§ WORK TO BE COMPLETED:
If a line of the data contains the word "JFinalizer", it is counted; report how many such lines there are and nothing else.

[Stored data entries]

PR #3497, opened 2019-06-12
Compatibility with GAP.jl

sebasguts:
# Description

* Added installation of GAPTypes.jl to configure when compilation
  with Julia is requested
* Made MPtr, Bag, and LargeBag Julia types instances of GapObj

Thank You!

- [ ] proper formatting

- [ ] runnable tests

### DIFF
--- a/configure.ac
+++ b/configure.ac
@@ -497,6 +497,9 @@ AS_IF([test "x$with_julia" != xno ],[
   AS_IF([ test $? != 0 ], [AC_MSG_ERROR([failed to obtain JULIA_LIBS from julia-config.jl])])
   JULIA_LIBS=${JULIA_LIBS//\'/}
   AC_MSG_RESULT([${JULIA_LIBS}])
+  AC_MSG_NOTICE([installing GAPTypes.jl])
+  ${JULIA} -e 'import Pkg; Pkg.add("GAPTypes")'
+  AS_IF([ test $? != 0 ], [AC_MSG_ERROR([failed to install GAPTypes.jl])])
 ],
 [
   AS_IF( [ test "x$with_gc" = xjulia ],
--- a/doc/changes/changes-4.10.xml
+++ b/doc/changes/changes-4.10.xml
@@ -667,6 +667,11 @@ Specify the Julia binary instead of the Julia prefix
 Export Julia <C>CFLAGS</C>, <C>LDFLAGS</C>, and <C>LIBS</C> to <C>sysinfo.gap</C>
 (<URL><LinkText>&Hash;3248</LinkText><Link>https://github.com/gap-system/gap/pull/3248</Link></URL>).
 </Item>
+<Item>
+Change <C>MPtr</C> Julia type of &GAP; objects to be a subtype of the abstract Julia <C>GapObj</C> type
+provided by the Julia package <C>GAPTypes.jl</C>
+(<URL><LinkText>&Hash;3497</LinkText><Link>https://github.com/gap-system/gap/pull/3497</Link></URL>).
+</Item>
 </List>
 
 Improved and extended functionality:
--- a/src/julia_gc.c
+++ b/src/julia_gc.c
@@ -817,6 +817,25 @@ void InitBags(UInt initial_size, Bag * stack_bottom, UInt stack_align)
     max_pool_obj_size = jl_gc_max_internal_obj_size();
     jl_gc_enable_conservative_gc_support();
     jl_init();
+
+    // Import GAPTypes module to have access to GapObj abstract type.
+    // Needs to be done before setting any GC states
+    jl_eval_string("import GAPTypes");
+    if (jl_exception_occurred()) {
+        Panic("could not import GAPTypes module into Julia");
+    }
+    // Get GapObj abstract julia type
+    jl_module_t * gaptypes_module =
+        (jl_module_t *)jl_get_global(jl_main_module, jl_symbol("GAPTypes"));
+    if (jl_exception_occurred()) {
+        Panic("Could not read global GAPTypes variable from Julia");
+    }
+    jl_datatype_t * gapobj_type =
+        (jl_datatype_t *)jl_get_global(gaptypes_module, jl_symbol("GapObj"));
+    if (jl_exception_occurred()) {
+        Panic("could not read GapObj variable from Julia");
+    }
+
     JuliaTLS = jl_get_ptls_states();
     // These callbacks potentially require access to the Julia
     // TLS and thus need to be installed after initialization.
@@ -828,14 +847,18 @@ void InitBags(UInt initial_size, Bag * stack_bottom, UInt stack_align)
 
     Module = jl_new_module(jl_symbol("ForeignGAP"));
     Module->parent = jl_main_module;
+
+    // Import GapObj type into ForeignGAP module
+    jl_module_use(Module, gaptypes_module, jl_symbol("GapObj"));
+
     jl_set_const(jl_main_module, jl_symbol("ForeignGAP"),
                  (jl_value_t *)Module);
     datatype_mptr = jl_new_foreign_type(
-        jl_symbol("MPtr"), Module, jl_any_type, MPtrMarkFunc, NULL, 1, 0);
-    datatype_bag = jl_new_foreign_type(jl_symbol("Bag"), Module, jl_any_type,
+        jl_symbol("MPtr"), Module, gapobj_type, MPtrMarkFunc, NULL, 1, 0);
+    datatype_bag = jl_new_foreign_type(jl_symbol("Bag"), Module, gapobj_type,
                                        BagMarkFunc, JFinalizer, 1, 0);
     datatype_largebag =
-        jl_new_foreign_type(jl_symbol("LargeBag"), Module, jl_any_type,
+        jl_new_foreign_type(jl_symbol("LargeBag"), Module, gapobj_type,
                             BagMarkFunc, JFinalizer, 1, 1);
 
     // export datatypes to Julia level


src/julia_gc.c
```diff
@@ -817,6 +817,12 @@ void InitBags(UInt initial_size, Bag * stack_bottom, UInt stack_align)
     max_pool_obj_size = jl_gc_max_internal_obj_size();
     jl_gc_enable_conservative_gc_support();
     jl_init();
+
+    // Import GAPTypes module to have access
+    // to GapObj abstract type.
+    // Needs to be done before setting any GC states
+    jl_eval_string("import GAPTypes");
```
fingolfin: Shouldn't we perform at least some minimal error checking, and abort if this fails, with a helpful error message?

Conversely: Have you tried what happens if this fails (e.g. because the user removed `GAPTypes` manually)

configure.ac
```diff
@@ -497,6 +497,9 @@ AS_IF([test "x$with_julia" != xno ],[
   AS_IF([ test $? != 0 ], [AC_MSG_ERROR([failed to obtain JULIA_LIBS from julia-config.jl])])
   JULIA_LIBS=${JULIA_LIBS//\'/}
   AC_MSG_RESULT([${JULIA_LIBS}])
+  AC_MSG_NOTICE([installing GAPTypes.jl])
+  ${JULIA} -e 'import Pkg; Pkg.add(Pkg.PackageSpec(url="https://github.com/oscar-system/GAPTypes.jl", rev="master"))'
```
fingolfin: Is this meant to be the permanent form of the patch? Or is it meant to just do `Pkg.add("GAPType.jl")` eventually? I guess there are some merits to either... But I am not exactly comfortable with referencing `master` here, at least on the long run. Of course for now, while we develop stuff, we can do that; but ultimately, I'd expect this to reference a specific tag? Although now that I think about it, maybe not, so that we can hotfix things? Maybe a branch???

fingolfin: We should probably explain whatever the plan is in a brief comment here.

src/julia_gc.c
```diff
@@ -826,16 +832,26 @@ void InitBags(UInt initial_size, Bag * stack_bottom, UInt stack_align)
     jl_gc_set_cb_post_gc(PostGCHook, 1);
     // jl_gc_enable(0); /// DEBUGGING
 
+    // Get GapObj abstract julia type
+    jl_module_t * gaptypes_module =
+        (jl_module_t *)jl_get_global(jl_main_module, jl_symbol("GAPTypes"));
+    jl_datatype_t * gapobj_type =
+        (jl_datatype_t *)jl_get_global(gaptypes_module, jl_symbol("GapObj"));
+
     Module = jl_new_module(jl_symbol("ForeignGAP"));
```
fingolfin: We have `GAPTypes.jl`, `GAP.jl`, `ForeignGAP` vs. `GapObj` ... Should we rename the latter to `GAPObj` to make things more consistent?

src/julia_gc.c
```diff
@@ -826,16 +832,26 @@ void InitBags(UInt initial_size, Bag * stack_bottom, UInt stack_align)
     jl_gc_set_cb_post_gc(PostGCHook, 1);
     // jl_gc_enable(0); /// DEBUGGING
 
+    // Get GapObj abstract julia type
+    jl_module_t * gaptypes_module =
+        (jl_module_t *)jl_get_global(jl_main_module, jl_symbol("GAPTypes"));
+    jl_datatype_t * gapobj_type =
+        (jl_datatype_t *)jl_get_global(gaptypes_module, jl_symbol("GapObj"));
```
fingolfin: For both of those, I'd recommend that we test what happens if either symbol is unbound -- do they throw exceptions? Or just return a null pointer? In the latter case, we should handle that.

Also, perhaps we can at least add checks that the values we go there actually represent a module resp. a type object?

src/julia_gc.c
sebasguts: No, I have not checked it. But error checking would be a good idea.

configure.ac
sebasguts: This is meant to be replaced once the release of GAPTypes.jl is accepted.

src/julia_gc.c
sebasguts: I do not really care tbh. `GAPObj` looks more consistent, but less Julia . . .

src/julia_gc.c
sebasguts: Yep. I will add the error checks.

sebasguts:
I added error checking, and also updated this PR since GAPTypes is a released package now. If tests pass, I think this could be merged.

src/julia_gc.c
fingolfin: I am pretty sure this will throw an exception (see also `JULIAINTERFACE_EXCEPTION_HANDLER`). We probably should catch that exception and then call `Panic` if it occurs. And of course we should have tested that at least one (by forcefully removing GAPTypes from `~/.julia` before starting GAP; and once again when loading `GAP.jl`).

src/julia_gc.c
fingolfin: We should either decide between `GapObj` and `GAPObj` now; or else, be willing to potentially carry both of them around for backwards compatibility (which is fine, IMHO, just mentioning it). In either case, I am not worried :-)

src/julia_gc.c
```diff
@@ -817,6 +817,26 @@ void InitBags(UInt initial_size, Bag * stack_bottom, UInt stack_align)
     max_pool_obj_size = jl_gc_max_internal_obj_size();
     jl_gc_enable_conservative_gc_support();
     jl_init();
+
+    // Import GAPTypes module to have access
+    // to GapObj abstract type.
```
fingolfin: Weird wrapping, perhaps that comment could go into a single line? (Clearly, this is *very* important ;-)

sebasguts:
@fingolfin @alex-konovalov I think I adressed both comments now.

src/julia_gc.c
sebasguts: I am totally happy with both spellings, too.

doc/changes/changes-4.10.xml
```diff
@@ -667,6 +667,9 @@ Specify the Julia binary instead of the Julia prefix
 Export Julia <C>CFLAGS</C>, <C>LDFLAGS</C>, and <C>LIBS</C> to <C>sysinfo.gap</C>
 (<URL><LinkText>&Hash;3248</LinkText><Link>https://github.com/gap-system/gap/pull/3248</Link></URL>).
 </Item>
+<Item>
+Make <C>MPtr</C> Julia type of GAP objects depend on abstract Julia <C>GapObj</C> type
```
alex-konovalov: Please use `&GAP;` for GAP

sebasguts: Done.

doc/changes/changes-4.10.xml
```diff
@@ -667,6 +667,9 @@ Specify the Julia binary instead of the Julia prefix
 Export Julia <C>CFLAGS</C>, <C>LDFLAGS</C>, and <C>LIBS</C> to <C>sysinfo.gap</C>
 (<URL><LinkText>&Hash;3248</LinkText><Link>https://github.com/gap-system/gap/pull/3248</Link></URL>).
 </Item>
+<Item>
+Make <C>MPtr</C> Julia type of &GAP; objects depend on abstract Julia <C>GapObj</C> type
+(<URL><LinkText>&Hash;3497</LinkText><Link>https://github.com/gap-system/gap/pull/3497</Link></URL>).
```
alex-konovalov: Missing </Item>

sebasguts: Sry. Fixed now

configure.ac
```diff
@@ -497,6 +497,9 @@ AS_IF([test "x$with_julia" != xno ],[
   AS_IF([ test $? != 0 ], [AC_MSG_ERROR([failed to obtain JULIA_LIBS from julia-config.jl])])
   JULIA_LIBS=${JULIA_LIBS//\'/}
   AC_MSG_RESULT([${JULIA_LIBS}])
+  AC_MSG_NOTICE([installing GAPTypes.jl])
+  ${JULIA} -e 'import Pkg; Pkg.add("GAPTypes")'
+  AS_IF([ test $? != 0 ], [AC_MSG_ERROR([failed to install GAPTypes.jl])])
```
fingolfin: Did you verify that this works as intended? (E.g. by changing the previous line to use `Pkg.add("foobarquux")` to force an error?

doc/changes/changes-4.10.xml
```diff
@@ -667,6 +667,10 @@ Specify the Julia binary instead of the Julia prefix
 Export Julia <C>CFLAGS</C>, <C>LDFLAGS</C>, and <C>LIBS</C> to <C>sysinfo.gap</C>
 (<URL><LinkText>&Hash;3248</LinkText><Link>https://github.com/gap-system/gap/pull/3248</Link></URL>).
 </Item>
+<Item>
+Make <C>MPtr</C> Julia type of &GAP; objects depend on abstract Julia <C>GapObj</C> type
```
fingolfin: "Depends" sounds wrong to me. "Derive from" ? "Be a subtype of"
```suggestion
Change <C>MPtr</C> Julia type of &GAP; objects to be a subtype of the abstract Julia <C>GapObj</C> type
```

fingolfin: "Depends" sounds wrong to me. "Derive from" ? "Be a subtype of"
```suggestion
Change <C>MPtr</C> Julia type of &GAP; objects to be a subtype of the abstract Julia <C>GapObj</C> type
provided by the Julia package <C>GAPTypes.jl</C>
```

fingolfin: "Depends" sounds wrong to me. "Derive from" ? "Be a subtype of"
```suggestion
Change <C>MPtr</C> Julia type of &GAP; objects to be a subtype of the abstract Julia <C>GapObj</C> type
provided by the Julia package <C>GAPTypes.jl</C>
```

configure.ac
sebasguts: Yep.

sebasguts:
Addressed the last comments. Feel free to merge it.

fingolfin:
Backported in commit 212556f947991e6ee707183d5f0c062d70f28d25

fingolfin:
We forgot to add this to the release notes for 4.10.2, but it's not so important, so I decided to omit this from the 4.11 release notes, too.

§ EXPECTED ANSWER:
2